Gather every line from the entries below that includes "define".

[[ SUPPLIED MATERIAL, beginning ]]

PR #6468, opened 2024-10-28
guild id most be integer.

kpopdev:
When the input is a string, you will get None. To fix this, it should be an integer.

data = await self.bot.get_cog("something").config.guild(self.bot.get_guild(channel_name)).channel_count.set(how_many_users) File "/root/redenv/lib/python3.11/site-packages/redbot/core/config.py", line 991, in guild return self._get_base_group(self.GUILD, str(guild.id))
                                        ^^^^^^^^

yes
Choose one (remove the line that doesn't apply):
-->
Yes
No

### DIFF
--- a/redbot/core/config.py
+++ b/redbot/core/config.py
@@ -988,7 +988,7 @@ class Config(metaclass=ConfigMeta):
             The guild's Group object.
 
         """
-        return self._get_base_group(self.GUILD, str(guild.id))
+        return self._get_base_group(self.GUILD, int(guild.id))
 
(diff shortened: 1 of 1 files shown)


Jackenmen:
The changes in this PR are unnecessary (and they will break things, as showcased by the tests).

It would seem that you misinterpreted the traceback you got - what you did is you passed `None` to `config.guild()` when what it's expecting is `discord.Guild`. You likely have some function or property that can return `discord.Guild` or `None` and in the case you ran into it, it returned `None` so when you tried using it with `Config`, it failed.

Issue #6445, opened 2024-09-02
Implement warning by user ID.


RdrSeraphim:
### What component of Red (cog, command, API) would you like to see improvements on?

warnings

### Describe the enhancement you're suggesting.

It seems that this was once behavior for the cog a long while ago, but I would like to propose allowing warns by user ID. It would be useful to warn IDs of users who, say, violated a rule but left before any warning could be given.

### Anything else?

I'm not sure how this would intersect with warn actions, I'm not sure how the cog would perform these on absent users. I would also be willing to try and take this enhancement on if that would be preferable. My current line of thought would be to replicate the member param validation from `[p]warnings` and ignore DMing if the member isn't present.

Needless2Say:
Hi, can I take this?

aikaterna:
We don't assign non-members to issues. Feel free to work on it if you wish.

Flame442:
At least as far back as the start of V3, `warnings` has always taken a `Member` as the argument ([ref](https://github.com/Cog-Creators/Red-DiscordBot/commit/c1ac78eea4f036c377f70799112cd544e3a14ee5#diff-1fa0574b7404468882355fe1f64fa85f3efec457da84180904112ddb54f41d17R222)). Perhaps you are thinking of `[p]ban` or similar commands?

As you pointed out, this seems a little hard to address given the nature of a warnings based cog. `warnings` allows actions to run any arbitrary command on the user, and cannot guarantee that the command will succeed if given an ID of a user who has left the server. It would make sense to allow a `[p]warn` that would give enough points to execute the `[p]ban` command to be used on a user who has left the server, since a user who is at that tier should be banned regardless of if they try to rejoin the server, and the ban command is able to accept IDs of members not in the server. However, something like `[p]timeout` which *requires* the user to be in the server would need to wait for them to rejoin (resulting in the timeout length not starting until after they rejoined, for better or for worse). There is no easy way for `warnings` to tell the difference between these cases and handle them individually. The only option that could work is always waiting until the user rejoins, but that requires the bot to be online when the user joins for them to be punished.

I am not certain if that added complexity is worth the effort for this edge case. If a disruptive user is leaving before a moderator is able to take action, it may often make sense to consider them a troll and bypass the server's standard `warnings` track.

Ascensionn:
[...]

PR #6476, opened 2024-11-20
implemented warn by userID

Ascensionn:

As per #6445, added feature to make reddiscordbot be able to warn a user by their userID or their name. It was a simple short change

image
image

### DIFF
--- a/redbot/cogs/warnings/warnings.py
+++ b/redbot/cogs/warnings/warnings.py
@@ -373,7 +373,7 @@ class Warnings(commands.Cog):
     async def warn(
         self,
         ctx: commands.Context,
-        member: discord.Member,
+        identifier: str, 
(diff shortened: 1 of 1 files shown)


Kowlin:
Hey there,
Thank you for your contribution, however. This functionality is already build in the handler of Discord.py's ``discord.Member`` argument. Where it will check if the author of a command has included a mention, display name, full username or user ID. Therefor this PR is not required.

Flame442:
The linked issue is specific to the case where the user has left the server. In that case, the `Member` converter will not work with an ID, as it only matches users that are currently in the server. The fix for the issue requires additional consideration, as the command expects a fully resolved `Member` object that would not be available if the user is no longer in the server. This change, using `get_member`, also relies on the user being in the server.

PR #6477, opened 2024-11-22
Allow enforcing reason to be filled in Mod cog commands

### LINKED ISSUE #6105: Option to classify reason in moderation actions as required

Mod

An option to classify the reason arg as required. I believe this would be a beneficial option to add to the modularity of Red.

### Anything else?

Reason being, we are trying to move to Red for all moderation uses and being able to require a reason would be nice to ensure its properly logged and not require to use the reason command afterwards.

kevin1015wang:

This PR adds an option to classify reason in moderation actions as required. Users are able to use `!modset requirereason true` to specify if a reason is required for running any moderation action. It adds the requirement to all moderation commands including `ban`, `kick`, `massban`, `tempban`, `softban`, `voicekick`, `voiceunban`, `voiceban`, and `unban`. If a user runs a mod command when the reason setting is enabled but doesn't include a reason, the bot reasons by telling the user that a reason is required.

Closes #6105

Yes, I manually tested my changes by running each moderation command with and without the requirement. The bot successfully executed the command when a reason is provided and rejects the command if a reason isn't provided when reasons are required.

### DIFF
--- a/docs/cog_guides/mod.rst
+++ b/docs/cog_guides/mod.rst
@@ -268,6 +268,28 @@ and reason as to why they were kicked/banned.
 
 .. _mod-command-modset-hierarchy:
 
+"""""""""
+modset reason
+"""""""""
+
+**Syntax**
+
+.. code-block:: none
+
+    [p]modset reason [enabled]
+
+**Description**
+
+Toggle whether a reason is required for mod actions.
+        
+If this is enabled, the bot will require a reason to be provided for all mod actions.
+
+**Arguments**
+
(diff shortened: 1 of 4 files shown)


Zephyrkul:
It would probably be faster to read the `mod_reason` entry from config only after checking if `reason` is `None`, otherwise Red would be reading from disk and immediately discarding the result if `reason` is provided.

Jackenmen (approved):
Looks good! Just made a few nitpicky adjustments.

PR #6480, opened 2024-11-24
Add support for SimpleMenu to use custom select options

### LINKED ISSUE #6455: Allow custom select options in SimpleMenu
### Type of feature request

API functionality

SimpleMenu should allow custom names for the pages instead of the hardcoded "Page X".
The most straight forward solution I can see is to take an optional list of names when creating the menu and if its given, use it instead of generating the "Page X" list.
My cog currently "hacks" the existing behavior using 
```python
menu.select_options = [discord.SelectOption(label=n, value=num) for num, (n,_) in enumerate(menu_items)]
menu.select_menu = menu._get_select_menu()
menu.add_item(menu.select_menu)
```
(menu_items is a list of tuples of (name,content) in this case)
### Anything else?
I can write a pull request myself if needed.

TrustyJAID:

Add the ability to customize the select options on SimpleMenu before sending. This Closes #6455.

Yes

### DIFF
--- a/redbot/core/utils/views.py
+++ b/redbot/core/utils/views.py
@@ -269,6 +269,11 @@ class SimpleMenu(discord.ui.View):
                 Send the message ephemerally. This only works
                 if the context is from a slash command interaction.
         """
+        if self.use_select_menu and self.source.is_paginating():
+            self.remove_item(self.select_menu)
+            # we added a default one in init so we want to remove it and add any changes here
+            self.select_menu = self._get_select_menu()
+            self.add_item(self.select_menu)
         self._fallback_author_to_ctx = True
         if user is not None:
             self.author = user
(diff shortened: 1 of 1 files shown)


Jackenmen (commented):
Won't the `remove_item` + `add_item` change the item order, if `use_select_only` is True?

TrustyJAID:
Do you mean the order of the components, i.e. where the select menu appears in the grid? If so then we don't offer a guarantee on that with this view. They appear in order preferring buttons then the menu last. If someone were to add their own components those would usually come after but could now come before the select menu. This PR is largely just so what was asked can be achieved without accessing private attributes. If people want complete control on the order of the components they should make their own view.

Jackenmen:
I think the order we define in `__init__`:
https://github.com/Cog-Creators/Red-DiscordBot/blob/74b6fdeba01aa49f9714fb4b7993f323479be29c/redbot/core/utils/views.py#L196-L202
will no longer do anything since `start()`/`start_dm()` immediately changes it.

TrustyJAID:
Ah that order, that was a special case so that a close button appeared under the select menu when applied. I can fix the logic so that is accounted for.

TrustyJAID:
Actually upon testing it is working as expected. This is because when we initially define each of the components their row is set automatically and when removed that spot is now free to be refilled. So the order does not change when we define it in init.

Jackenmen:
I see. I don't really have any other complaints so...

Jackenmen (approved):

[[ SUPPLIED MATERIAL, end ]]

- [SOLUTION]
I think the order we define in `__init__`:
Actually upon testing it is working as expected. This is because when we initially define each of the components their row is set automatically and when removed that spot is now free to be refilled. So the order does not change when we define it in init.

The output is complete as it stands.